Noud and Mees reinforce each other. Without each other they have a great time, play nice, no hassle. The oldest is almost four and I think he is ready for new challenges. There are days when he doesn't want anything and doesn't like anything, next week he can get used to primary school for a morning and I hope that a lot of energy and a lot of new positive things can be gained for him.

The men can play nice together, they are crazy about each other. Read:where Noud runs, Mees pushes behind like a monkey. Where Noud screams, Mees screams. And where Mees cries, Noud comforts.
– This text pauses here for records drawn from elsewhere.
PR #595, opened 2025-04-21
feat(web): x-list supports need-visible-item-info

Sherry-hue:
## Summary

feat: x-list supports `need-visible-item-info`, now you can get visible cells info in `scroll`、`scrolltoupper`、`scrolltolower` event.

## Checklist

### DIFF
--- a/packages/web-platform/web-elements/src/XList/XListEvents.ts
+++ b/packages/web-platform/web-elements/src/XList/XListEvents.ts
@@ -51,6 +51,10 @@ export class XListEvents
     '#lower-threshold-observer',
   );
   #getScrollDetail() {
+    const needVisibleItemInfo = this.#dom.getAttribute(
+      'need-visible-item-info',
+    ) !== null;
+
     const { scrollTop, scrollLeft, scrollHeight, scrollWidth } = this
       .#getListContainer();
     const detail = {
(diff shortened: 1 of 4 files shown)


packages/web-platform/web-elements/src/XList/XListEvents.ts
```diff
@@ -51,6 +51,12 @@ export class XListEvents
     '#lower-threshold-observer',
   );
   #getScrollDetail() {
+    const needVisibleItemInfo = this.#dom.getAttribute(
```
PupilTong, line 54: you don't need to consider the "false" value. we'll remove it unless it's a `notToFilterFalseAttributes` value.

packages/web-platform/web-elements/src/XList/XListEvents.ts
```diff
@@ -337,9 +346,7 @@ export class XListEvents
     this.#dom.dispatchEvent(
       new CustomEvent('lynxscroll', {
         ...commonComponentEventSetting,
-        detail: {
-          type: 'scroll',
-        },
+        detail: this.#getScrollDetail(),
```
PupilTong, line 347: Is there any way to avoid getScrollDetail for every scroll event?

Sherry-hue: I think it's impossible, getting the latest value every time you scroll seems inevitable?

PupilTong (approved):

However, after fifteen minutes they are in each other's 'zone'. Noud finds it hard to leave Mees alone, interferes with everything, I'm sure he meant sweet, but Mees goes crazy and starts to growl a bit.

No matter how many times I tell him to leave his little brother alone, it's still too difficult. Eventually Mees gets angry, Mama gets angry, and Noud gets angry. He stamps his foot and screams. I stamp my foot but am otherwise silent. Mees doesn't like the situation and starts to cry.

Grumping, whining, whining and whining

Great then, when we've said it, I decide that we're going to throw the energy outside for a while. Noud on his bike, Titmouse in the buggy. We are halfway through our round when Noud decides not to cycle anymore. Yes dear, I say, keep pushing, we'll be home in a minute. Mom has to push the buggy.

He agrees, grumbling and squeaking. Until his pedal falls off, he gets off angrily, loses his balance and ends up in the nettles. Small bumps appear from head to toe. He screams, yells and beeps out. I comfort but it doesn't work. Come on, man, I say, let's walk home quickly, Mama has some ointment. Not good of course, he wants me to pick him up. But it's too heavy for me so that doesn't work, I also have a buggy to push and we still have that bike. Noud decides to lie on the floor. Mees gets impatient and starts to grumble.

After several unsuccessful attempts to calm Noud, I decide to just keep walking, he will come after me on his own, won't he? Nothing could be further from the truth.

With one hand I push the buggy, the other lifts a children's bicycle. Mees lowers himself and throws his rabbit out of the buggy non-stop, when he doesn't get it back he gets even angrier. Noud continues to scream but then comes after me at a snail's pace.

All's well that ends well, but in the evening we also have a coupon. Something about brushing your teeth, eating scabs, throwing things, hitting your brother, screaming, washing hair and staying in your bed, the word mama comes out of my nose at the end of such a day.

Noud is ready for school and mom too.